> ACTIVITY:
Transcribe the data exactly, stopping after the "Multi-city system in" line.

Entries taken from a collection
/---
PR #769, opened 2024-10-15
Add meioB

### LINKED ISSUE #742: Support meioB, Portugal
https://meiob.pt/mapa-rede/
https://play.google.com/store/apps/details?id=com.cme.meiob&hl=de&pli=1

martgnz:
Multi-city system in the region of Médio Tejo, close to Lisbon.

Closes #742.

Url: https://meiob.pt/mapa-rede/

### DIFF
--- a/pybikes/meiob.py
+++ b/pybikes/meiob.py
@@ -1,0 +1,64 @@
+# -*- coding: utf-8 -*-
+# Copyright (C) 2024, Martín González Gómez <m@martingonzalez.net>
+# Distributed under the AGPL license, see LICENSE.txt
+
+import re
+
+from pybikes import BikeShareSystem, BikeShareStation, PyBikesScraper
+
+
+class Meiob(BikeShareSystem):
+
+    def __init__(self, tag, meta, endpoint):
+        super(Meiob, self).__init__(tag, meta)
+
+        self.endpoint = endpoint
+
+    def update(self, scraper=None):
+        scraper = scraper or PyBikesScraper()
+
+        stations = []
+        raw = scraper.request(self.endpoint)
+        data = zip(
+            re.findall(r'stationlat\">(.*?)</div>', raw, re.DOTALL),
+            re.findall(r'stationlon\">(.*?)</div>', raw, re.DOTALL),
+            re.findall(r'pe-xxl-3\">\n\s+<h2>(.*?)</h2>', raw, re.DOTALL),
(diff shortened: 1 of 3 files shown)


pybikes/meiob.py
```diff
@@ -0,0 +1,64 @@
...
+        raw = scraper.request(self.endpoint)
+        data = zip(
+            re.findall(r'stationlat\">(.*?)</div>', raw, re.DOTALL),
+            re.findall(r'stationlon\">(.*?)</div>', raw, re.DOTALL),
+            re.findall(r'pe-xxl-3\">\n\s+<h2>(.*?)</h2>', raw, re.DOTALL),
+            re.findall(r'Bicicletas disponíveis</p>\n\s+<p class=\"mb-0 bike__available\">(.*?)</p>', raw, re.DOTALL),
+            re.findall(r'Docas disponíveis</p>\n\s+<p class=\"mb-0 bike__available\">(.*?)</p>', raw, re.DOTALL),
+            re.findall(r'<div class=\"w-100\">\n\s+<p class=\"mb-0 bike__distance__title text-center\">(.*?)</p>', raw, re.DOTALL),
+            re.findall(r'</p>\n\s+<p class=\"mb-0 bike__distance__title text-center\">(.*?)</p>', raw, re.DOTALL)
+        )
```
eskerda, line 30: We really should be using xpath selector for these, smth like

```python
        html = lxml.html.fromstring(raw)
        stations = html.xpath("""
            //div[contains(@class, "bikes")]
                /div[contains(@class, "bike")]
        """)

        for station_element in stations:
            station = MeiobStation(station_element)
```

And then on the element parsing itself

```python
class MeiobStation(BikeShareStation):
    def __init__(self, element):
        name = element.xpath('.//h2//text()')[0]
        lat = element.xpath("""
            ./div[contains(@class, 'stationlat')]//text()
        """)[0]
        ...
```

If you prefer to use css selectors, we can add `cssselect` to the project so we can do

```python
stations = html.cssselect('.bikes > .bike')
...
lat = element.cssselect('div.stationlat')[0].text
```

martgnz: would that be ok? xpath is very hard to use when it's not straightforward ids. css would be way easier to understand and to use.

eskerda: lxml has cssselect support through the cssselect library that has no extra dependencies, so yeah, that's ok. Just add it to `setup.py`.

martgnz: done, let me know what you think!

eskerda: looking good!

Issue #775, opened 2024-12-07
New nextbike services on spain


Gabriel44200:
TorrentBici (Torrent): domain en
Bicilog (Logroño):domain ej

PR #776, opened 2024-12-07
Move torrentbici to nextbike

martgnz:
Torrentbici has "graduated" from being part of mibisivalencia to a Nextbike service. They removed it from the map and now they have their own section of the site.

This change implements that and moves the coords of mibisivalencia since they were centered around Torrent before.

https://torrentaldia.com/torrentbici-se-renueva-con-100-bicis-electricas-y-19-estaciones/
https://www.mibisivalencia.es/torrentbici/mapa.php
https://www.mibisivalencia.es/mapa/mapa.php

Part of https://github.com/eskerda/pybikes/issues/775.

### DIFF
--- a/pybikes/data/movus.json
+++ b/pybikes/data/movus.json
@@ -8,8 +8,8 @@
                 "city": "Valencia, área metropolitana",
                 "country": "ES",
                 "name": "MIBISI",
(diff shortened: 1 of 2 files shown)


eskerda:
Thanks!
\---
> OUTPUT FOR THIS TASK:
PR #769, opened 2024-10-15
Add meioB

### LINKED ISSUE #742: Support meioB, Portugal
https://meiob.pt/mapa-rede/
https://play.google.com/store/apps/details?id=com.cme.meiob&hl=de&pli=1

martgnz:
Multi-city system in the region of Médio Tejo, close to Lisbon.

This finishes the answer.